Amid Pressions, Goethe-Institut to Hold Panel Discussing Holocaust Alongside the Nakba

After criticism from Israeli officials, Zionist organizations and Fascist group
Im Tirzu, the Goethe-Institut Israel on Tuesday postponed an upcoming event, “Grasping the Pain of the Others – Panel Discussion on the Holocaust, Nakba and German Remembrance Culture,” which had been set to take place in Tel Aviv on Wednesday evening — the 84th anniversary of Kristallnacht. The new date for the event in Tel Aviv is Sunday, November 13. The fascist Im Tirzu movement announced that it would be holding a protest against the event outside the offices of the Goethe Institute in Tel-Aviv.

The Kristallnacht, or the Night of Broken Glass, November 9, 1938 (Photo: Yad Vashem)

Kristallnacht, or the Night of Broken Glass, took place on November 9, 1938, when Nazi forces and German civilians attacked synagogues and Jewish businesses, likely killing hundreds.

“The remembrance of the Shoah and the commemoration of the victims is a major concern of the Goethe-Institut, to which we devote ourselves in numerous projects,” the institute said in a German-language statement. “We regret that the choice of date for a panel discussion has currently caused irritation.”

The panel, organized in conjunction with the Rosa Luxemburg Foundation’s Israel office, features two Israeli academics and German journalist Charlotte Wiedemann

“Almost 75 years after the establishment of the State of Israel, remembrance remains a politically controversial area,” said the institute in a description of the event on its website. “The Jews focus on the Holocaust, while the Palestinians focus on the fateful year 1948, when hundreds of thousands of them were victims of flight and deportation by Jewish fighters, a year known in Arabic as the ‘Nakba’ (disaster).” 

At the event, journalist Charlotte Wiedemann, Bashir Bashir, associate professor of Political Theory at the Open University of Israel, Amos Goldberg, associate professor of Holocaust History and Director of the Research Institute for Contemporary Judaism at the Hebrew University of Jerusalem, and Inge Gunther, a journalist covering Israeli and Palestinian affairs, are set to discuss Wiedemann’s book “Grasping the Pain of the Others.”

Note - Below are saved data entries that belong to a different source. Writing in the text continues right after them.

PR #9538, opened 2023-02-24
[tests] Properly test for multiple headers with same name in probes

TooTallNate:
Updates the `responseHeaders` probe checks to properly test for multiple headers with the same name.

Previously the probes were using `headers.get()` which concats multiple headers into a single string, which results in the test not really checking if there are in fact multiple headers with the same name. Using `headers.raw()` allows us to properly test for that.

A couple of Python tests that were already checking for multiple `set-cookie` headers needed to be updated to match the full value, since the check now properly validates the full string match of each header (before it was basically just doing a `string.includes()` check).

This is a precursor for https://github.com/vercel/vercel/pull/9533.

### DIFF
--- a/test/lib/deployment/test-deployment.js
+++ b/test/lib/deployment/test-deployment.js
@@ -222,24 +222,46 @@ async function runProbe(probe, deploymentId, deploymentUrl, ctx) {
 
   if (probe.responseHeaders) {
     // eslint-disable-next-line no-loop-func
+    const rawHeaders = resp.headers.raw();
     Object.keys(probe.responseHeaders).forEach(header => {
-      const actual = resp.headers.get(header);
-      const expected = probe.responseHeaders[header];
-      const isEqual = Array.isArray(expected)
-        ? expected.every(h => actual.includes(h))
-        : typeof expected === 'string' &&
-          expected.startsWith('/') &&
-          expected.endsWith('/')
-        ? new RegExp(expected.slice(1, -1)).test(actual)
-        : expected === actual;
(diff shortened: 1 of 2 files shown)


Ethan-Arrowood (approved):

cb1kenobi (approved):

test/lib/deployment/test-deployment.js
```diff
@@ -220,26 +220,47 @@ async function runProbe(probe, deploymentId, deploymentUrl, ctx) {
...
-        : typeof expected === 'string' &&
-          expected.startsWith('/') &&
-          expected.endsWith('/')
-        ? new RegExp(expected.slice(1, -1)).test(actual)
-        : expected === actual;
-      if (!isEqual) {
-        const headers = Array.from(resp.headers.entries())
-          .map(([k, v]) => `  ${k}=${v}`)
-          .join('\n');
+      const actualArr = rawHeaders[header.toLowerCase()];
```
styfle, line 230: Are raw headers always lowercase keys?

styfle (approved):

test/lib/deployment/test-deployment.js
TooTallNate: They are not.

styfle: So why is the `header.toLowerCase()` there? Are we assuming the server will always lowercase the key before sending the response?

TooTallNate: I guess so. Some existing tests were using lowercase.

PR #10703, opened 2023-10-13
[cli] autoconfirm in CI to domain buys

trek:
The `try to purchase a domain` CLI test starting failing on  11 October when the API became slightly slower to respond. This is because `vercel domains buy example.com` displays a prompt asking the user to `y` into agreeing to the purchase. We interacted with this in tests by spamming `y` on STDIN for a few seconds. The timing required is now a bit longer but I think we can skip that pattern entirely by passing the `--yes` option to the subcommand.

I don't _think_ we want this anywhere but in CI and let people unintentionally buy domains , so I've gated the use based on that, but happy to make it available always.

Ironically this issue went away on 13 October when the API response times improved and we could just unskip the test https://github.com/vercel/vercel/pull/10707


EndangeredMassa (dismissed):
As long as we're not documenting `--yes` for this command in help output or docs, I think this is a good solution.

Ethan-Arrowood (commented):
rather than adding an undocumented `--yes` option, I'd rather we add an internal environment variable that we use in the test. Otherwise, users may inadvertently pass `--yes` and get unexpected and undocumented experience.

trek:
@Ethan-Arrowood the behavior is already based on the presence of `CI`. We could just gate the behavior on that if you'd like.

Ethan-Arrowood:
Yes please

Ethan-Arrowood (approved):

PR #10705, opened 2023-10-13
Fix update Angular output path discovery

trek:
Angular CLI version 17 new esbuild and vite builder will output resources files to .

This change updates the  method to handle this.


EndangeredMassa:
@trek tests pass now, but on the source PR there are 2 changeset files

PR #10708, opened 2023-10-13
[next] fix `build` in appDir on windows

ztanner:
On Windows, `globPath` is a non-POSIX path (ie `'favicon.ico\\route.js'`) which won't match the paths generated by the `glob` util, since it normalizes Windows separators to Unix separators ([ref](https://github.com/vercel/vercel/blob/main/packages/build-utils/src/fs/normalize-path.ts#L6-L8))


styfle (commented):
Thanks!

Please add a unit test so we can ensure this works on windows 👍

cb1kenobi:
Manually tested this PR on my Windows machine and the build gets past the part that was failing, but fails symlinking dependencies. Fails regardless if deps are installed via npm or pnpm.

packages/next/src/index.ts
```diff
@@ -2690,13 +2690,14 @@ async function getServerlessPages(params: {
   outputDirectory: string;
   appPathRoutesManifest?: Record<string, string>;
 }) {
+  const appDir = path.join(params.pagesDir, '../app');
```
styfle:
```suggestion
  const appDir = path.posix.join(params.pagesDir, '../app');
```

Should this be posix? I'm pretty sure glob should be forward slash

> Note Glob patterns should always use / as a path separator, even on Windows systems, as \ is used to escape glob characters.

https://github.com/isaacs/node-glob

packages/next/src/index.ts
```diff
@@ -2712,7 +2713,7 @@ async function getServerlessPages(params: {
         '.',
         normalizedEntry === '/' ? '/index' : normalizedEntry
       )}.js`;
-      const globPath = `${path.join('.', entry)}.js`;
+      const globPath = `${path.posix.join('.', entry)}.js`;
```
styfle: I'm curious if the dot prefix is doing anything here? I tried this locally and it doesn't do anything:

image

cb1kenobi: Seems to just strip the leading slash.

Worth noting that on Windows `path.join('.', '\\file.js')` results in `file.js` while `path.posix.join('.', '\\file.js')` results in `\\file.js`, which makes sense.

If `entry` can start with a `/`, then either keep the `join()` or strip the leading slash.

ztanner: I don't know why this was here, but I think it's probably safe to err on the side of leaving it. It will have different behavior for something like `path.posix.join('.', 'my//file.js')` (I don't know if this could happen, but assuming this maybe was added for a reason)

packages/next/src/index.ts
ztanner: This change results in the following error on a Windows machine:

> Error: basePath/cwd must be an absolute path (app)

Worth mentioning that this is not a standard glob function...

ztanner:
> Manually tested this PR on my Windows machine and the build gets past the part that was failing, but fails symlinking dependencies. Fails regardless if deps are installed via npm or pnpm.

@cb1kenobi symlinking logic is coming from here: https://github.com/vercel/vercel/blob/main/packages/cli/src/util/build/write-build-result.ts#L380 and seems unrelated to the Next builder, but I might be missing something?

For context, the EPERM error (when not running as administrator) that I receive is throwing right at that mentioned line:
```
Created all serverless functions in: 6.005s
Collected static files (public/, static/, .next/static): 21.834ms
(debug) writing lambda _not-found.func C:\Users\test\dev\my-app\.vercel\output\functions\_not-found.rsc.func
Error: EPERM: operation not permitted, symlink '_not-found.func' -> 'C:\Users\test\dev\my-app\.vercel\output\functions\_not-found.rsc.func'
```

ijjk (approved):

styfle (approved):
Thanks!

PR #10723, opened 2023-10-16
[static-build] next-gen tests

Ethan-Arrowood:


Ethan-Arrowood:
Last update before switching focus:

The next-gen test script is making great progress. It does run significantly faster than the other integration tests. It has uncovered that many of our tests rely on certain defaults from the build container. Mainly the existence and permissions for tools like Hugo, go, Python, Ruby, and more. I think in order to land this and retain the test capabilities here, we have two options:
- Create a docker file anyone can use to run these tests on their machine
- Band-aid fix a GitHub Action workflow that loads in all these necessary tools and then runs these tests. + Document what tools certain tests need so developers can run locally if necessary.

Here is the current list of problematic tests:

- `33-hugo-zola-versions`, `34-hugo-old-version` require globally installed Hugo, Gutenberg, and Zola execs
- `40-pelican`, `41-mkdocs` requires python
- `53-native-gems` requires ruby
- `61-63`, `65`, and `66` all are special build-output-api v1 and may not need to exist in their current state going forward.

PR #10725, opened 2023-10-16
Enable source maps in tests

cb1kenobi:
The `tsconfig` files were unified with a common configuration in https://github.com/vercel/vercel/pull/10667 including disabling source maps. The source maps greatly increase the distribution size, but they are invaluable when the tests run, so this PR enables source maps for tests including adding a `tsconfig.json` where absent.

Linear: https://linear.app/vercel/issue/ZERO-364/enable-sourcemaps-in-all-testtsconfigjson-files


styfle (approved):
Looks great, thanks! :tada:

trek (approved):

PR #10727, opened 2023-10-17
[static-build] remove old gatsby tests and merge into new gatsby-v2

Ethan-Arrowood:
Removes some old Gatsby tests and merge's their relevant probes into the newer `gatsby-v2` fixture. 

No point having 3 separate Gatsby v2 tests when they can all be in one.


packages/static-build/test/fixtures/10-gatsby-without-build-script/package.json
```diff
@@ -1,45 +0,0 @@
...
-    "react-helmet": "^6.1.0"
-  },
-  "devDependencies": {
-    "prettier": "^2.2.1"
-  },
-  "keywords": [
-    "gatsby"
-  ],
-  "license": "MIT",
-  "scripts": {
```
EndangeredMassa, line 31: **question (non-blocking):** ‏Is it OK that we're no longer asserting this framework works without a "build" script?

I think so because the default build command is the same as what we test anyway. I just wanted to make sure this was done intentionally.

EndangeredMassa (dismissed):
Can you update the PR description with some context/reasons behind this change?

packages/static-build/test/fixtures/10-gatsby-without-build-script/package.json
Ethan-Arrowood: Yep exactly

Ethan-Arrowood:
Yes I can - thought title was descriptive enough.  will add a little more context though

EndangeredMassa (approved):

cb1kenobi (approved):

PR #10734, opened 2023-10-19
Fix RSC prefetch for index route with catch-all

ijjk:
When matching outputs and we have an `index.{ext}` file it will take priority over dynamic routes which we don't want to match prefetch RSC index outputs unless it's specifically a prefetch request so this remaps this specific file to avoid the overlap. 

x-ref: [slack thread](https://vercel.slack.com/archives/C061DMGDXQW/p1697664158904469?thread_ts=1697647520.783419&cid=C061DMGDXQW)


Ethan-Arrowood (approved):

ijjk (commented):
Looks like test failure is from CI still using Node.js v16 instead of v18 and Next.js canary bumped min required version

ztanner (approved):

PR #10738, opened 2023-10-19
fix(next): do not generate conflicting lambdas when using basePath with app router

brkalow:
When using `basePath` with statically generated routes, the builder currently generates lambdas for the root route that conflict with the prerender functions generated.

E.g. if we have `basePath: "test"` and a root route at: `app/page.js`, this is currently the output:

```
test
test.rsc
test/index
test/index.rsc
```

The result is that visiting the deployed app at `/test` renders an incomplete page. On the other hand visiting `/test/index` outputs the expected markup.

It seems like the intent is that we want to delete the lambdas that conflict with the prerender functions. I've updated the lambda name generation logic when doing the deleting to line up with how the lambda names are generated initially.


ztanner (approved):
Tested in https://github.com/vercel/vercel/pull/10795 and change looks good to me. Thanks!

ijjk (approved):

PR #10764, opened 2023-10-24
[error-utils] use Node.js `util.types.isNativeError` for `isError` method

Ethan-Arrowood:
I recently learned about https://nodejs.org/api/util.html#utiltypesisnativeerrorvalue which is pretty great. It will return `true` for all errors including subclasses (`class MyError extends Error {}`)

### DIFF
--- a/packages/error-utils/src/index.ts
+++ b/packages/error-utils/src/index.ts
@@ -1,3 +1,5 @@
+import util from 'node:util';
+
 export interface SpawnError extends NodeJS.ErrnoException {
   spawnargs: string[];
 }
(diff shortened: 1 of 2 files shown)


packages/error-utils/src/index.ts
```diff
@@ -13,22 +15,9 @@ export const isObject = (obj: unknown): obj is Record<string, unknown> =>
 /**
  * A type guard for `try...catch` errors.
  *
- * This function is based on:
- * https://github.com/stdlib-js/assert-is-error
  */
 export const isError = (error: unknown): error is Error => {
```
TooTallNate, line 19: Should we mark this function as deprecated?

TooTallNate (dismissed):

cb1kenobi (dismissed):
Neato

trek (dismissed):

TooTallNate (dismissed):

TooTallNate (approved):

Wiedemann’s book asks readers for a “new empathetic remembrance that does justice to different sides and promotes solidarity instead of victim competition. With regard to commemoration practices in Germany, she is convinced that an awareness of the colonial crimes of the imperial era must be developed, and that this does not call into question the uniqueness of the Holocaust.”